ASSIGNMENT - What you give back should match the records word for word.

= = = = = = =

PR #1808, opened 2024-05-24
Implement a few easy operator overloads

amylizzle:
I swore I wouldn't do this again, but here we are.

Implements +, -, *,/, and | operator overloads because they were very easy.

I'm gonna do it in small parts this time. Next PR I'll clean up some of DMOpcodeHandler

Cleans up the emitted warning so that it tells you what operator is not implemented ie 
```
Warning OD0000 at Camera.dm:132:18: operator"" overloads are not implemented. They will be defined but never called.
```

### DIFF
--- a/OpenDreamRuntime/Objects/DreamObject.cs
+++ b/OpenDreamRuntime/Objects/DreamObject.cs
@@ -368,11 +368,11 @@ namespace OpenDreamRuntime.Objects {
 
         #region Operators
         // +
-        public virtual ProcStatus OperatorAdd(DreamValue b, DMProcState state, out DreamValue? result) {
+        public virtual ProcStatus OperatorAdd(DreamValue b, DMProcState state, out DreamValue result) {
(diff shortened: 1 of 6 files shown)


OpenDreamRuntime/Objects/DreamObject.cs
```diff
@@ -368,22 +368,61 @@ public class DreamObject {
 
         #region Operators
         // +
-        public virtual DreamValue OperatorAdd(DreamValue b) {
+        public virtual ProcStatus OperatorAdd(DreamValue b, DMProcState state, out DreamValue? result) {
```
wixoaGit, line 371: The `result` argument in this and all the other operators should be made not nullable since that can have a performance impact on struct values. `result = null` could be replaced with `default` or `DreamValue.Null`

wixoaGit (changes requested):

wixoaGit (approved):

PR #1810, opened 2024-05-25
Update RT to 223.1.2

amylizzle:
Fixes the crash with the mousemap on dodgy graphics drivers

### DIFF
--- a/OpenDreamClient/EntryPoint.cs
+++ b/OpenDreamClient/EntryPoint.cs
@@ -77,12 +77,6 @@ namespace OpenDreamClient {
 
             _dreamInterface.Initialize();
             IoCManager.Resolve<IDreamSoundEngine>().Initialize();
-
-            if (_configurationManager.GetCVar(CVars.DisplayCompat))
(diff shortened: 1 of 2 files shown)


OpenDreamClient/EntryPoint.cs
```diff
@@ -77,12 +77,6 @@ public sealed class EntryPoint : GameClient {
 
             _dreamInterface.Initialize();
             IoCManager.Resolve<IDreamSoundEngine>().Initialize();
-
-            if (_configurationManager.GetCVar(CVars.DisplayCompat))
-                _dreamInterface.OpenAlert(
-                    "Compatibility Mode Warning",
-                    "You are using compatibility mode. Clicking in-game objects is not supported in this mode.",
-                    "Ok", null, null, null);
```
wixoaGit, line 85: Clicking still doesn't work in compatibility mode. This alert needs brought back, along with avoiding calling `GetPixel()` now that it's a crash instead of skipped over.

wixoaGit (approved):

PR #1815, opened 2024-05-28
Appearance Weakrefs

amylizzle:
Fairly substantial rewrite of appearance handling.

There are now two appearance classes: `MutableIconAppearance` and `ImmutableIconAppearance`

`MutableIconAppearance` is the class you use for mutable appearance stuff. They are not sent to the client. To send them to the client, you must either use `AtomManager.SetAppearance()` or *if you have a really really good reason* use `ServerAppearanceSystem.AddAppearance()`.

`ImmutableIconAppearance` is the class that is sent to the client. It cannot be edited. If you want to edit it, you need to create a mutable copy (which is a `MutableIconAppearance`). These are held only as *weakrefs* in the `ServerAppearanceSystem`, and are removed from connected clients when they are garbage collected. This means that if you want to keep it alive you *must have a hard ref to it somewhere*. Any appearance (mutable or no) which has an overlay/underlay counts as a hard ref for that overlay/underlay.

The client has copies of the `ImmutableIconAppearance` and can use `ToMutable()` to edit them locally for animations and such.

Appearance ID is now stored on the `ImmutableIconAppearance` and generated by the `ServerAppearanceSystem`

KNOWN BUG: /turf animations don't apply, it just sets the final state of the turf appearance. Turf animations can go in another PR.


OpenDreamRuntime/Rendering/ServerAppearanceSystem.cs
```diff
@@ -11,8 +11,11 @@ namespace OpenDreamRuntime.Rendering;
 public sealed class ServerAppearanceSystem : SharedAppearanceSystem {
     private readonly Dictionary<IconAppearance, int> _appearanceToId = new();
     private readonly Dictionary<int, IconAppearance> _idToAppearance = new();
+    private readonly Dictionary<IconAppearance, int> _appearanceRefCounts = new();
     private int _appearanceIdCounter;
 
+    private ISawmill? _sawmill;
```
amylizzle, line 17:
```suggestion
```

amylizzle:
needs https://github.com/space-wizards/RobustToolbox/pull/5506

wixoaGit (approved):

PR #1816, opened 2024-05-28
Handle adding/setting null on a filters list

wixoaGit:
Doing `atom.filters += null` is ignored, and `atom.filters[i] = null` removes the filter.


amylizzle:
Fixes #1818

= = = = = = =

YOUR RESPONSE -
PR #1808, opened 2024-05-24
Implement a few easy operator overloads

amylizzle:
I swore I wouldn't do this again, but here we are.

Implements +, -, *,/, and | operator overloads because they were very easy.

I'm gonna do it in small parts this time. Next PR I'll clean up some of DMOpcodeHandler

Cleans up the emitted warning so that it tells you what operator is not implemented ie 
```
Warning OD0000 at Camera.dm:132:18: operator"" overloads are not implemented. They will be defined but never called.
```

### DIFF
--- a/OpenDreamRuntime/Objects/DreamObject.cs
+++ b/OpenDreamRuntime/Objects/DreamObject.cs
@@ -368,11 +368,11 @@ namespace OpenDreamRuntime.Objects {
 
         #region Operators
         // +
-        public virtual ProcStatus OperatorAdd(DreamValue b, DMProcState state, out DreamValue? result) {
+        public virtual ProcStatus OperatorAdd(DreamValue b, DMProcState state, out DreamValue result) {
(diff shortened: 1 of 6 files shown)


OpenDreamRuntime/Objects/DreamObject.cs
```diff
@@ -368,22 +368,61 @@ public class DreamObject {
 
         #region Operators
         // +
-        public virtual DreamValue OperatorAdd(DreamValue b) {
+        public virtual ProcStatus OperatorAdd(DreamValue b, DMProcState state, out DreamValue? result) {
```
wixoaGit, line 371: The `result` argument in this and all the other operators should be made not nullable since that can have a performance impact on struct values. `result = null` could be replaced with `default` or `DreamValue.Null`

wixoaGit (changes requested):

wixoaGit (approved):

PR #1810, opened 2024-05-25
Update RT to 223.1.2

amylizzle:
Fixes the crash with the mousemap on dodgy graphics drivers

### DIFF
--- a/OpenDreamClient/EntryPoint.cs
+++ b/OpenDreamClient/EntryPoint.cs
@@ -77,12 +77,6 @@ namespace OpenDreamClient {
 
             _dreamInterface.Initialize();
             IoCManager.Resolve<IDreamSoundEngine>().Initialize();
-
-            if (_configurationManager.GetCVar(CVars.DisplayCompat))
(diff shortened: 1 of 2 files shown)


OpenDreamClient/EntryPoint.cs
```diff
@@ -77,12 +77,6 @@ public sealed class EntryPoint : GameClient {
 
             _dreamInterface.Initialize();
             IoCManager.Resolve<IDreamSoundEngine>().Initialize();
-
-            if (_configurationManager.GetCVar(CVars.DisplayCompat))
-                _dreamInterface.OpenAlert(
-                    "Compatibility Mode Warning",
-                    "You are using compatibility mode. Clicking in-game objects is not supported in this mode.",
-                    "Ok", null, null, null);
```
wixoaGit, line 85: Clicking still doesn't work in compatibility mode. This alert needs brought back, along with avoiding calling `GetPixel()` now that it's a crash instead of skipped over.

wixoaGit (approved):

PR #1815, opened 2024-05-28
Appearance Weakrefs

amylizzle:
Fairly substantial rewrite of appearance handling.

There are now two appearance classes: `MutableIconAppearance` and `ImmutableIconAppearance`

`MutableIconAppearance` is the class you use for mutable appearance stuff. They are not sent to the client. To send them to the client, you must either use `AtomManager.SetAppearance()` or *if you have a really really good reason* use `ServerAppearanceSystem.AddAppearance()`.

`ImmutableIconAppearance` is the class that is sent to the client. It cannot be edited. If you want to edit it, you need to create a mutable copy (which is a `MutableIconAppearance`). These are held only as *weakrefs* in the `ServerAppearanceSystem`, and are removed from connected clients when they are garbage collected. This means that if you want to keep it alive you *must have a hard ref to it somewhere*. Any appearance (mutable or no) which has an overlay/underlay counts as a hard ref for that overlay/underlay.

The client has copies of the `ImmutableIconAppearance` and can use `ToMutable()` to edit them locally for animations and such.

Appearance ID is now stored on the `ImmutableIconAppearance` and generated by the `ServerAppearanceSystem`

KNOWN BUG: /turf animations don't apply, it just sets the final state of the turf appearance. Turf animations can go in another PR.


OpenDreamRuntime/Rendering/ServerAppearanceSystem.cs
```diff
@@ -11,8 +11,11 @@ namespace OpenDreamRuntime.Rendering;
 public sealed class ServerAppearanceSystem : SharedAppearanceSystem {
     private readonly Dictionary<IconAppearance, int> _appearanceToId = new();
     private readonly Dictionary<int, IconAppearance> _idToAppearance = new();
+    private readonly Dictionary<IconAppearance, int> _appearanceRefCounts = new();
     private int _appearanceIdCounter;
 
+    private ISawmill? _sawmill;
```
amylizzle, line 17:
```suggestion
```

amylizzle:
needs https://github.com/space-wizards/RobustToolbox/pull/5506

wixoaGit (approved):

PR #1816, opened 2024-05-28
Handle adding/setting null on a filters list

wixoaGit:
Doing `atom.filters += null` is ignored, and `atom.filters[i] = null` removes the filter.


amylizzle:
Fixes #1818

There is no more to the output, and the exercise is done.